Изэль зачарованно разглядывала пышное великолепие, а Марк в свою очередь разглядывал Изэль. Я впервые вижу ее в платье, признался он себе. Фаг меня заешь! Если это подарок доктора Лепида, доктор ошибся в выборе профессии. Игги Добс ночами не спит, рыдает: где Лепид?! Боргосский шёлк облил фигуру астланки морской волной. Сапфир, изумруд — сполохи переливались в приглушенном свете плазменных «солнышек». Проходя с Изэлью к выбранному нефу, Марк ловил на себе завистливые взгляды мужчин.
— Ты не вегетарианка?
— Нет.
— Я закажу свинину, тушёную с черносливом.
— Хорошо.
— О, она ещё и с орехами, — притворяясь гурманом, Марк изучал меню в голосфере. — Отлично! Гарнир из спаржевой фасоли… Ты любишь фасоль?
— На твой вкус.
— Что будешь пить? К мясу рекомендуют красное вино.
— Нет-нет!
Изэль выставила перед собой ладони, словно защищаясь.
— Белое? Розовое?
— Я не пью вина!
— Что, совсем? Ладно, тогда и я не буду. Тем более я на службе. Вишнёвый фреш устроит?
Названия блюд были Марку в большинстве своём незнакомы. Он выбирал то, в чём не сомневался, основываясь на прочном фундаменте — маминой кухне. Заказ, подтверждение, и меню растаяло в воздухе. Спустя минуту из стола, как пара гейзеров в хрустальной оболочке, восстали два бокала с пенящимся фрешем.
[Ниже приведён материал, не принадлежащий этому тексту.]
PR #797, opened 2026-07-12
fix(hermes-lean-ctx): surface real tool-call errors instead of generic 'daemon unavailable'

bitfieldz:
## Problem

`ToolGateway.call_text()` swallows the underlying exception and returns `None`, so `handle_tool_call` reports every failure as:

```
lean-ctx daemon unavailable; 'ctx_read' could not be executed.
```

That's misleading when the daemon is healthy and the call failed for another reason (e.g. the server rejecting a path with `path escapes project root`) — the real error only appears in the serve log.

## Fix

Keep the last failure on the gateway (`last_error`) and include it in the returned error string: `lean-ctx call failed: <real error>; '<tool>' could not be executed.` Failures still degrade to an error string, never raise into the host loop.

## Tests

`tests/test_tools.py` updated for the new format; 7 passed.

### DIFF
--- a/integrations/hermes-lean-ctx/tests/test_tools.py
+++ b/integrations/hermes-lean-ctx/tests/test_tools.py
@@ -44,13 +44,13 @@ def test_handle_unknown_tool_returns_error():
 
 def test_handle_known_tool_daemon_down_returns_error():
     out = tools.handle_tool_call(_offline_gateway(), "ctx_search", {"pattern": "x"})
-    assert "unavailable" in json.loads(out)["error"]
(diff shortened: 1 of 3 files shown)


yvgude:
Thanks @Spirotot — clean fix, makes total sense. The generic "daemon unavailable" message was hiding real errors from users.

We've independently applied the same change on `main` (identical diff: `last_error` on `ToolGateway`, surfaced in `handle_tool_call`, tests updated). Will ship with the next release.

Closing this PR since we integrated the fix directly — appreciate the contribution!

Изэль вздрогнула от неожиданности:
— Я ждала, что ты позовёшь официанта…
Марк мысленно обругал себя за тупость: в ресторане имелась VIP-зона с живой обслугой, а он недавно получил наградные. Система самоочистки, ресторанная автоматика — так прослывёшь столичным фанфароном, которому только дай распустить хвост перед барышней из провинции…
— У вас есть линия пневмодоставки, — он старался говорить как можно беззаботнее. — Считай, это её младшая сестра.
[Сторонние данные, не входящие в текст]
PR #804, opened 2026-07-13
fix: correct config key name in tool-health hint (tools_disabled -> disabled_tools)

Congee:
### Problem
The tool-health hint that suggests disabling low-value tools points users at a config key that does not exist. `rust/src/core/tool_health.rs` prints:

> apply via `tools_disabled` in config or a leaner `tool_profile`

But the actual config field is `disabled_tools` (`rust/src/core/config/mod.rs`: `pub disabled_tools: Vec<String>`), which is also what the JSON schema, the `LEAN_CTX_DISABLED_TOOLS` env var, the CHANGELOG, and the docs all use. `tools_disabled` is not a recognized key — it is the only occurrence of that spelling in the entire repo — so a user who copies the hint and sets `tools_disabled = [...]` has it silently ignored.

### Fix
Correct the hint to reference the real key, `disabled_tools`. Single-token change to the message string; no behavior change.

### Verification
`grep -rn tools_disabled` returns only the hint line; the deserializer field, schema, and env parsing all use `disabled_tools`.

### DIFF
--- a/rust/src/core/tool_health.rs
+++ b/rust/src/core/tool_health.rs
@@ -219,7 +219,7 @@ pub fn build_report(
         String::new()
     } else {
         format!(
-            "consider disabling {} low-value tool(s) to reclaim {reclaimable_tokens} tok/session: {} — apply via `tools_disabled` in config or a leaner `tool_profile`",
+            "consider disabling {} low-value tool(s) to reclaim {reclaimable_tokens} tok/session: {} — apply via `disabled_tools` in config or a leaner `tool_profile`",
             disable_candidates.len(),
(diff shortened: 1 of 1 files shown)


Congee:

yvgude:
Thanks @Congee — good catch! The typo in the config key hint is indeed the only occurrence of `tools_disabled` in the repo.

I've integrated the fix directly on `main` (same approach as PR #797). The corrected hint now references `disabled_tools`, which is the actual config field, env var, and JSON schema key.

Will ship in **v3.9.9**. Closing this PR — your contribution is credited in the changelog.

Изэль взяла бокал. Медля сделать глоток, она с неприятной настороженностью уставилась на круглое блюдце. По краю блюдца шла тонкая золотисто-голубая каёмка.
— Нет, — повторила она.
И резко сменила тему:
— Вы не уходите в солнце.
— С чего бы такие выводы?
Она не меняла темы, вдруг понял Марк. Еще ничего в своей жизни он не понимал так ясно, так обречённо и беспощадно. Она ведет одну-единственную тему, будто сошедший с ума музыкант. Всё остальное — мокрая тряпка, спаржевая фасоль, платье из шелка — не имеет для астланки ровным счётом никакого значения. Пустяки, цепочка случайностей, способ убить время. Ища, что сказать, и не находя слов, Марк следил, как Изэль осторожно, едва ли не с благоговением, касается тонкого края блюдца. Простой фаянс под её пальцами облагораживался до уровня священной реликвии.
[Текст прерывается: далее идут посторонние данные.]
PR #817, opened 2026-07-14
fix(ctx_patch): recover single-line anchors shifted by an earlier edit

### LINKED ISSUE #812: ctx_patch: position-sensitive anchors cause CONFLICT churn on multi-edit batches
## Summary

`ctx_patch` anchors are position-sensitive (line + hash), so a multi-edit batch across one file frequently fails with `CONFLICT` after the first edit shifts line numbers. Anchors that survive intra-file line shifts (content-hash addressing, position-independent) would remove most retry round-trips.

## Observed

Repeated pattern during a long editing session:

```
ctx_patch(ops=[{line:462,...},{line:716,...},{line:782,...},{line:785,...}])
→ CONFLICT: 1 stale anchor(s) — line 785 anchor=8f47 but current=bb03
  fresh anchors: 785:bb03 ...
```

Each batch that touched multiple regions, or any edit after a prior edit in the same file, tended to invalidate later anchors, forcing a re-fetch of fresh anchors and a retry. This was the single largest time sink of the session.

## Also related

`Write`/`Edit` require a prior successful read of the file, but on large files `ctx_read` fails (see the large-file read issue), leaving no clean edit path — `rm && Write` (full rewrite) or the anchor-retry loop were the only options.

## Suggestions

- Content-addressed anchors resolved against current file state, independent of absolute line numbers.
- Or: apply a batch atomically against a single pre-image snapshot so later ops in the same batch don't see shifted lines.
- A read-free targeted edit path (match unique old-string → replace) as a fallback when reads are blocked.

## Environment

- Assistant: Claude Fable 5 (`claude-fable-5`) via Claude Code
- lean-ctx MCP (replace-mode profile), macOS (darwin)

andig:
## Summary

Fixes #812. Repro from the issue:

```
ctx_patch(ops=[{line:462,...},{line:716,...},{line:782,...},{line:785,...}])
→ CONFLICT: 1 stale anchor(s) — line 785 anchor=8f47 but current=bb03
```

## What was already fine, and what wasn't

`resolve_ops`/`apply_edits` already validate a whole `ops:[]` batch against a single preimage and apply it bottom-up (`mod.rs`'s own doc comment: "Multiple edits in one call are **batch-atomic**"). So a *single* `ctx_patch` call with several ops — like the one in the repro — was already immune to intra-batch line-shift conflicts; that part of andig's "apply back to front" suggestion is already how it works.

The actual pain is sequential, **separate** `ctx_patch` calls in the same editing session: an earlier successful edit shifts line numbers for content further down the file, and the *next* call's anchor (captured from the original read, now stale) fails — even though the target line's content is completely unchanged, just relocated.

## Fix

`set_line` and `insert_after` now fall back to a content search when a line's current content doesn't match its anchor: if the anchored hash is found at exactly one other line in the file, the edit redirects there instead of failing. Zero or 2+ matches decline the redirect (no guessing which occurrence was meant) and fall through to the existing `CONFLICT` + fresh-anchors report, unchanged.

This is a scoped, backward-compatible version of the maintainer's "content-addressed anchors" idea — no schema change, no behavior change for the already-passing case, applied only as a fallback on what would otherwise be a hard failure.

`replace_lines`/`delete` (two-anchor spans) are intentionally left as exact-match-only — redirecting a span when its two ends might have drifted independently is a bigger design question (do both ends move together? by how much?) than a single line's, and out of scope here.

## Test plan

- [x] `cargo test --lib ctx_patch -- --test-threads=1` → 73 passed, 0 failed (includes 4 new tests: `set_line_recovers_when_content_shifted_to_a_different_unique_line`, `set_line_recovery_declines_on_ambiguous_duplicate_content`, `insert_after_recovers_when_anchor_line_shifted`, `recovery_does_not_apply_to_replace_lines_spans`)
- [x] `cargo build --lib` / `cargo clippy --lib` → clean
- [x] Full `cargo test --lib` (workspace) run twice → non-deterministic failures in unrelated modules only (`http_server::*`, `ipc::process::*` — SQLite disk-I/O contention / process-group races under full parallel load), different failure set each run, none touching `tools::ctx_patch::*` or `tools::ctx_read::*`

### DIFF
--- a/rust/src/tools/ctx_patch/apply.rs
+++ b/rust/src/tools/ctx_patch/apply.rs
@@ -75,6 +75,27 @@ fn split_new_text(s: &str) -> Vec<String> {
         .collect()
 }
 
+/// #812: when a line's content no longer matches its anchor because an
+/// earlier edit — possibly a prior *separate* `ctx_patch` call earlier in the
+/// same session, not necessarily this batch — shifted it, look for the same
+/// content elsewhere in the file before giving up. Only redirects on an
+/// unambiguous unique match: zero or 2+ matches fall through to a normal
+/// stale-anchor conflict rather than guess which one the model meant. Scoped
+/// to single-line anchors (`set_line`/`insert_after`); `replace_lines`/
+/// `delete` spans are left as an exact match only.
+fn find_unique_shifted_line(lines: &[String], hash: &str) -> Option<usize> {
+    let mut matches = lines
+        .iter()
+        .enumerate()
+        .filter(|(_, l)| anchor::hash_matches(l, hash))
+        .map(|(i, _)| i);
+    let first = matches.next()?;
+    if matches.next().is_some() {
+        return None;
+    }
+    Some(first)
+}
+
 /// Validate every op's anchors against `lines` (the single preimage) and
 /// normalize them to splices. Collects *all* stale anchors before failing so the
 /// model gets the complete picture in one round-trip.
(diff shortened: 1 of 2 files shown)


yvgude:
Merged — great work @andig! The content-based anchor recovery for shifted single-line edits is exactly the right scoped fix. Clean fallback on ambiguous matches, proper `replace_lines`/`delete` exclusion. All 73 ctx_patch tests pass.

— Круг — символ Солнца. Его нельзя использовать где попало. Только для солярной связи, и ещё кое-где, где без него не обойтись.
— Колесо?
— В первую очередь, колесо. Основа, фундамент прогресса. У вас круг — везде. Он как мусор, он для вас ничего не значит. Геометрическая фигура… Я даже представить не могла, что люди способны жить так! Не дикари, погрязшие в каменном веке, а цивилизация, обогнавшая нас на века!
— Ну, знаешь ли…
«Не обижайся!» — беззвучно шепнули губы Изэли. Лишь сейчас — щенок, которого ткнули носом в собственную лужу — Марк осознал, что обиделся. Это была странная, чуть-чуть клоунская обида: напоказ, почти как настоящая, больше, чем настоящая. Клоунада выписывала обиде особый, двойной сертификат подлинности.